Bern. Die Schweiz und die Republik Guinea haben heute in Conakry ein Abkommen über die Zusammenarbeit im Migrationsbereich abgeschlossen. Das Abkommen wurde von Bundesrätin Simonetta Sommaruga und vom guineischen Minister für auswärtige Angelegenheiten Edouard Gnakoye Lama unterzeichnet. Diese neue Art von Abkommen behandelt Migration in einem umfassenderen Sinn, denn es schliesst auch die Wiedereingliederungshilfe und die Zusammenarbeit im Kampf gegen den Menschenschmuggel mit ein. Es handelt sich um eines der ersten Rückübernahmeabkommen mit einem afrikanischen Staat.

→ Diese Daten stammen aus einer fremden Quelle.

PR #2051, opened 2026-04-27
as_awaitable: potential use-after-free when calling notify_one

maikel:
This PR does two things:

1. I believe there is currently a race between atomic<T>::fetch_sub and the call to atomic<T>::notify_one. By the time the await_suspend thread reaches the line with notify_one the receiver could have a resumed and free'd the coro frame. This is pretty critical. Maybe we write a relacy test that checks the issue.

2. @ispeters proposed an optimization to save state for the sender_awaitable. Instead of using a ref counter this improved algorithm uses thread ids directly. That's awesome in any case.

I ask @ispeters for review. Lets check whether (1) is a real issue.

### DIFF
--- a/include/stdexec/__detail/__as_awaitable.hpp
+++ b/include/stdexec/__detail/__as_awaitable.hpp
@@ -26,6 +26,7 @@
 #include "__connect.hpp"
 #include "__meta.hpp"
 #include "__queries.hpp"
+#include "__spin_loop_pause.hpp"
 #include "__type_traits.hpp"
 #include "__variant.hpp"
 
@@ -145,8 +146,24 @@ namespace STDEXEC
     template <class _Value>
     struct __sender_awaiter_base<_Value, false> : __sender_awaiter_base<_Value, true>
     {
-      __std::atomic<int>    __refcount_{2};
-      std::thread::id const __starting_thread_{std::this_thread::get_id()};
+      // This is used to coordinate between await_suspend (T1) and the receiver (T2).
+      // It can hold three different values:
+      //
+      //  T1_id  - await_suspend stored the awaiting thread's id before calling start().
+      //           The receiver has not completed yet.
+      //
+      //  {}     - The empty/cleared state. Two cases depending on who wrote it:
+      //           (a) The receiver completed on the same thread: await_suspend should
+      //               resume the continuation directly.
+      //           (b) await_suspend wrote it after start() returned (its last frame
+      //               write): a cross-thread receiver that is spinning will observe
+      //               this and proceed to call resume().
+      //
+      //  T2_id  - A cross-thread receiver (T2 != T1) wrote its own id here before
+      //           await_suspend did its exchange. T2 is spinning on load() until it
+      //           observes {} (written by T1's exchange). No notify_one is used;
+      //           the value change itself is the signal.
+      __std::atomic<std::thread::id> __thread_id_{std::this_thread::get_id()};
     };
 
     template <class _Value>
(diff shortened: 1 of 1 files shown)


include/stdexec/__detail/__as_awaitable.hpp
```diff
@@ -289,45 +309,32 @@ namespace STDEXEC
...
-
-      constexpr auto
+      STDEXEC_CONSTEXPR_CXX23 auto
       await_suspend([[maybe_unused]] __std::coroutine_handle<> __continuation) noexcept
         -> __std::coroutine_handle<>
       {
         STDEXEC_ASSERT(this->__continuation_.handle() == __continuation);
 
+        std::thread::id const __current_id = std::this_thread::get_id();
+        this->__thread_id_.store(__current_id, std::memory_order_relaxed);
```
ispeters: This is the initial value, right? I think this store is unnecessary.
```suggestion
```

include/stdexec/__detail/__as_awaitable.hpp
```diff
@@ -289,45 +309,32 @@ namespace STDEXEC
...
-        int const __old_refcount = this->__refcount_.fetch_sub(1, __std::memory_order_acq_rel);
-
-        if (__old_refcount == 1)
+        // This exchange({}) is T1's last write to the frame. After this point:
+        //  - If T2 is spinning waiting for our exchange, it will observe {} and
+        //    proceed to resume().
+        //  - If T2 hasn't run yet, it will see {} from its load in __done() and
+        //    skip the spin entirely
+        std::thread::id const __old_id = this->__thread_id_.exchange(std::thread::id{},
+                                                                     std::memory_order_acq_rel);
```
ispeters: I think this can be a store-release; I'd be curious to see whether TSAN agrees.

There are three cases to consider:
1. `__old_id` is `{}`; the write happened on the same thread so the store is irrelevant and the load-relaxed is fine;
2. `__old_id` is `std::this_thread::get_id()`; the continuation is still running so we need a store-release (although I'm not sure why—I'd be curious to see if relaxed passes TSAN), and the load is irrelevant; or
3. `__old_id` is the completion thread's ID; similar to above—we need to unblock the spin wait with a store-release but don't care about the load.

include/stdexec/__detail/__as_awaitable.hpp
```diff
@@ -240,31 +257,34 @@ namespace STDEXEC
...
+          // Completed on the same thread as the awaiter. Clear __thread_id_ so that
+          // await_suspend sees {} after start() returns and resumes the continuation.
+          // This cannot race with await_suspend because await_suspend is still on the same thread.
+          __awaiter.__thread_id_.store(std::thread::id{}, std::memory_order_relaxed);
+          return;
         }
-        else if (__old_refs == 1)
+        // Completing on a different thread. Write our id so await_suspend knows we already ran.
+        std::thread::id const __old_id = __awaiter.__thread_id_.exchange(__current_id,
+                                                                         std::memory_order_acq_rel);
```
ispeters: I think this can be an acquire-load; if we're running this code then the current thread is going to be responsible for finalizing the work of the sender, so we need information to flow from the awaiter to the completer, but not the other way.
```suggestion
                                                                         __std::memory_order_acquire);
```

include/stdexec/__detail/__as_awaitable.hpp
```diff
@@ -240,31 +257,34 @@ namespace STDEXEC
...
+        if (__old_id != std::thread::id{})
         {
-          // await_suspend already decremented first (refcount was 1 when we decremented,
-          // meaning await_suspend had already brought it from 2 to 1). Resume now.
-          STDEXEC::__coroutine_resume_nothrow(__awaiter.__get_continuation());
+          // await_suspend is between start() returning and its own exchange({}).
+          // That exchange is T1's last write to the frame. Spin until we observe
+          // it so that we don't call resume() while T1 is still touching the frame.
+          // The window is just a few instructions, so a yield-spin is fine.
+          while (__awaiter.__thread_id_.load(std::memory_order_acquire) == __current_id)
```
ispeters: If you make the condition `!= std::thread::id{}`, the underlying comparison will be with zero, rather than an arbitrary number; does that make any difference?
```suggestion
          while (__awaiter.__thread_id_.load(std::memory_order_acquire) != std::thread::id{})
```

ispeters (approved):
Looks good to me! I left a few nit-picky comments; I'd be curious to see the TSAN results if we relaxed the memory ordering a little, but I think the current memory orderings are safe.

include/stdexec/__detail/__as_awaitable.hpp
```diff
@@ -240,31 +257,34 @@ namespace STDEXEC
...
-        // await_suspend can determine the correct action from a single fetch_sub without
-        // any secondary reads that could race with frame destruction.
-        int const __decrement = __on_other_thread ? 2 : 1;
-        int const __old_refs  = __awaiter.__refcount_.fetch_sub(__decrement,
-                                                               __std::memory_order_acq_rel);
-        if (__on_other_thread && __old_refs == 2)
+        auto&                 __awaiter     = static_cast<__awaiter_t&>(this->__awaiter_);
+        std::thread::id const __current_id  = std::this_thread::get_id();
+        std::thread::id const __awaiting_id = __awaiter.__thread_id_.load(
+          std::memory_order_relaxed);
```
ispeters: I think your build error is the missing `__`.
```suggestion
          __std::memory_order_relaxed);
```

include/stdexec/__detail/__as_awaitable.hpp
```diff
@@ -240,31 +257,34 @@ namespace STDEXEC
...
         {
-          // We decremented first on a different thread. await_suspend will observe
-          // old==0 and return noop_coroutine; it will call notify_one to signal us.
-          // Wait until await_suspend has decremented, then resume the continuation.
-          __awaiter.__refcount_.wait(0, __std::memory_order_acquire);
-          STDEXEC::__coroutine_resume_nothrow(__awaiter.__get_continuation());
+          // Completed on the same thread as the awaiter. Clear __thread_id_ so that
+          // await_suspend sees {} after start() returns and resumes the continuation.
+          // This cannot race with await_suspend because await_suspend is still on the same thread.
+          __awaiter.__thread_id_.store(std::thread::id{}, std::memory_order_relaxed);
```
ispeters:
```suggestion
          __awaiter.__thread_id_.store(std::thread::id{}, __std::memory_order_relaxed);
```

include/stdexec/__detail/__as_awaitable.hpp
ispeters: Regardless, you need `__`.
```suggestion
          while (__awaiter.__thread_id_.load(__std::memory_order_acquire) == __current_id)
```

include/stdexec/__detail/__as_awaitable.hpp
ispeters: Oops, meant to leave a suggested diff to make the suggestion explicit.
```suggestion
                                                                     __std::memory_order_release);
```

ispeters (commented):
I think you need some leading `__` to appease the GPU builds.

include/stdexec/__detail/__as_awaitable.hpp
maikel: Is this guaranteed. Like always?

maikel: I guess, you are right because its an internal type that is only used when co_awaiting senders?

include/stdexec/__detail/__as_awaitable.hpp
maikel: I will test the memory orderings, including making it relaxed for this algorithm.

include/stdexec/__detail/__as_awaitable.hpp
maikel: yes. you are right. My GPU-fu is very weak

include/stdexec/__detail/__as_awaitable.hpp
maikel: I don't think it makes any difference. I will make the change

include/stdexec/__detail/__as_awaitable.hpp
maikel: Removed!

include/stdexec/__detail/__as_awaitable.hpp
maikel: Changed to release. Relaxed will still emit TSAN warnings. I believe that the particular TSAN warning is a false-positive but not sure whether its worth it fighting that.

include/stdexec/__detail/__as_awaitable.hpp
maikel: Changed

PR #2063, opened 2026-05-04
shrink the size of the type-erasing wrappers

ericniebler:
`__any`-based type-erasing wrappers are wasting space by over-aligning the internal buffer by default. this PR changes the default buffer alignment from `alignof(std::max_align_t)` to `alignof(void*)`. this eliminates two pointers worth of padding in the representation of `__any<ifooable>`.

### DIFF
--- a/include/stdexec/__detail/__any.hpp
+++ b/include/stdexec/__detail/__any.hpp
@@ -186,7 +186,7 @@ namespace STDEXEC::__any
             class _Base,
             class _BaseInterfaces   = __extends<>,
             size_t _BufferSize      = __default_buffer_size,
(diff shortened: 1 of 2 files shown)


include/stdexec/__detail/__any.hpp
```diff
@@ -186,7 +186,7 @@ namespace STDEXEC::__any
             class _Base,
             class _BaseInterfaces   = __extends<>,
             size_t _BufferSize      = __default_buffer_size,
-            size_t _BufferAlignment = alignof(std::max_align_t)>
+            size_t _BufferAlignment = alignof(void *)>
```
romintomasetti, line 189: Would it be worth adding a small test that checks the `sizeof` ?

PR #2068, opened 2026-05-05
run_loop: add public get_run_loop() accessor on scheduler

guptapratykshh:
Add a public `get_run_loop()` accessor on `__basic_run_loop::__scheduler` so consumers holding a `run_loop::scheduler` can recover the owning `run_loop&` through a public API.

### DIFF
--- a/include/stdexec/__detail/__run_loop.hpp
+++ b/include/stdexec/__detail/__run_loop.hpp
@@ -244,6 +244,17 @@ namespace STDEXEC
        public:
         using scheduler_concept = scheduler_tag;
 
+        // Returns a reference to the parent run_loop. The derived type is
+        // recovered via static_cast from the stored __basic_run_loop pointer.
+        // This is provided so that consumers holding only a `scheduler` can
+        // recover the owning loop without reaching into the schedule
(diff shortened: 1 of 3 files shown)


include/stdexec/__detail/__run_loop.hpp
```diff
@@ -244,6 +244,17 @@ namespace STDEXEC
        public:
         using scheduler_concept = scheduler_tag;
 
+        // Returns a reference to the parent run_loop. The derived type is
+        // recovered via static_cast from the stored __basic_run_loop pointer.
+        // This is provided so that consumers holding only a `scheduler` can
+        // recover the owning loop without reaching into the schedule
+        // sender's environment for the private __loop_ member.
+        STDEXEC_ATTRIBUTE(nodiscard, host, device)
```
romintomasetti, line 252: I think a test to demonstrate your use case would help.

ericniebler:
this change sets off my library-design Spidey sense. i don't think it is a good idea. you really don't want to give every bit of code an easy way to, e.g., shut down the main run loop. someone will do it. the separation between execution context and scheduler is deliberate.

Das Abkommen über die Zusammenarbeit im Migrationsbereich unterstützt und fördert die freiwillige Rückkehr. Zudem verpflichtet sich Guinea, die eigenen Staatsbürger auf seinem Gebiet wieder aufzunehmen, die in der Schweiz kein Aufenthaltsrecht mehr haben. Das Abkommen sieht weiter die Unterstützung der Wiedereingliederung im Herkunftsland und einen Migrationsdialog vor. Beide Länder wollen auch im Kampf gegen Menschenschmuggel und Menschenhandel zusammenarbeiten. Vorgesehen sind namentlich Sensibilisierungskampagnen über die Risiken der illegalen Migration und Ausbildungskurse für das konsularische Personal.

Ein neuartiges Abkommen

Mit der Unterzeichnung des Abkommens setzt Bundesrätin Simonetta Sommaruga ihre Anstrengungen zur Stärkung der internationalen Migrationszusammenarbeit fort. Das mit Guinea abgeschlossene Abkommen stellt eine Weiterentwicklung der klassischen Rückübernahmeabkommen dar. Es gründet auf einer partnerschaftlichen Zusammenarbeit und berücksichtigt die Anliegen beider Vertragsparteien, was insbesondere der Umsetzung der Rückübernahme dienlich ist. Das Abkommen mit Guinea soll als Vorbild für weitere Migrationsabkommen mit andern Ländern dienen. Die Schweiz hat bisher 47 Rückführungsabkommen verschiedener Art mit insgesamt 50 Staaten abgeschlossen. Ziel dieser Abkommen ist es, namentlich die Rückkehr derjenigen Personen zu erleichtern, die in der Schweiz kein Asyl erhalten haben. Während ihrem Aufenthalt in Conakry trifft Bundesrätin Simonetta Sommaruga auch Personen, die in Guinea dank der Rückkehrhilfe der Schweiz eine wirtschaftliche Tätigkeit in Angriff genommen haben.

Im Rahmen der Arbeitsreise nach Guinea sind zudem Gespräche mit mehreren Ministern sowie dem Staatspräsidenten von Guinea, Alpha Condé, vorgesehen.